EXERCISE AIM ▸
Every entry should be returned exactly. Omit none of them.

[Data extracted from a collection]
###

PR #332, opened 2024-10-04
[junit5] fix bug causing all tests to be named the same

titusfortner:
# One-line summary
The extension uses the same options instance for all tests, and users cannot change options after initialization, so the current check does not make sense; user can use session.changeTestName() if needed

## Types of Changes
- Bug fix (non-breaking change which fixes an issue)


titusfortner:
fixed in #334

###

FINISHED TASK ▸
PR #332, opened 2024-10-04
[junit5] fix bug causing all tests to be named the same

titusfortner:
# One-line summary
The extension uses the same options instance for all tests, and users cannot change options after initialization, so the current check does not make sense; user can use session.changeTestName() if needed

## Types of Changes
- Bug fix (non-breaking change which fixes an issue)


titusfortner:
fixed in #334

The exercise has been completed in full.